Monitoring Function and Operation Runtimes
When developing and fitting machine learning models, runtimes for steps like data preparation, model training and predicting steps can vary depending on the size of the data and operation complexity. With this in mind, using wrappers to monitor how runtime of these operations changes when the data changes is useful. For example, wrappers allow developers to monitor how long a function takes to execute and run successfully. This process is essential for managing computational resources like time and costs.
Debugging Other Functions
Debugging with function wrappers is also useful when building machine learning models. In Python, defining a debugger function wrapper that prints the function arguments and return values is straightforward. Function wrappers can be used to inspect causes of failed function executions using a few lines of code, which can help resolve issues with data preparation, model fit calls and model prediction calls.
For example, in data preparation, issues and bugs may arise when data is refreshed or model inputs for training are modified.

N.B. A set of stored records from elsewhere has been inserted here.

PR #4164, opened 2021-09-13
Fix searching deleted products by SKU

### LINKED ISSUE #3912: Searching deleted products by SKU does not work

adammathys:
**Description**

We've added two new scopes to `Spree::Product` and deprecated on existing one.
- `with_variant_sku_cont`: Has been deprecated in favour of `with_kept_variant_sku_cont`
- `with_all_variant_sku_cont`: Will search for products that have a variant containing the provided SKU, even if it has been discarded.
- `with_kept_variant_sku_cont`: Maintains the existing behaviour of `with_variant_sku_cont`, but with a more descriptive name.

This allows us, along with a new Backbone view to help control the two inputs we now have on the page (one for each scope), to correctly return deleted products when searching by SKU. Our view will swap out the inputs based on the value of the "with_deleted" checkbox so that the user experience is unchanged.

While attempting to fix this issue, there are a few other approaches we tried before settling on this one:
- Updating the scope to always include discarded variants. This came close but had an issue when the product had some discarded variants and would return the product regardless of the value of the "with_deleted" checkbox.
- Adding a parameter to the scope to conditionally include discarded variants. Ransack had some trouble with parameterizing the values from this. It would add extra stuff to the input field.

Fixes #3912

**Checklist:**
- [ ] ~~I have updated Guides and README accordingly to this change (if needed)~~
- [ ] ~~I have attached screenshots to this PR for visual changes (if needed)~~

### DIFF
--- a/backend/app/assets/javascripts/spree/backend.js
+++ b/backend/app/assets/javascripts/spree/backend.js
@@ -47,6 +47,7 @@
 //= require spree/backend/orders
 //= require spree/backend/payments/edit
 //= require spree/backend/payments/new
+//= require spree/backend/products/index
 //= require spree/backend/product_picker
 //= require spree/backend/progress
 //= require spree/backend/promotions
--- a/backend/app/assets/javascripts/spree/backend/namespaces.js
+++ b/backend/app/assets/javascripts/spree/backend/namespaces.js
@@ -8,6 +8,7 @@ _.extend(window.Spree, {
     Cart: {},
     Zones: {},
     Payment: {},
+    Product: {},
     Promotions: {},
     Stock: {},
     Tables: {}
--- a/backend/app/assets/javascripts/spree/backend/products/index.js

In this case, function wrappers can be used to help indicate how changes in inputs, array shapes and array lengths may be causing fit calls to fail.
Function wrappers in Python can help simplify runtime monitoring and debugging. Having reliable tools for runtime monitoring and debugging is valuable for both data scientists and machine learning engineers.
Frequently Asked Questions
What is a Python wrapper?
Python wrappers are functions or classes that can encapsulate, or “wrap,” the behavior of another function. Wrappers allow an existing function to be modified or extended without changing its core source code.
What does @wraps do in Python?
In Python, “@wraps” is a decorator provided by the functools module. Using @wraps transfers metadata (attributes like __name__, __doc__, etc.) from another function or class to its wrapper function.
What is a wrapper in programming?
A wrapper is a function in a programming language used to encapsulate another function and its behavior. Encapsulation in programming means combining data and associated data methods into one unit.
What is the difference between wrapper and decorator in Python?
Wrappers are called decorators in Python. A decorator is a kind of wrapper, where it works to wrap another function to modify its behavior.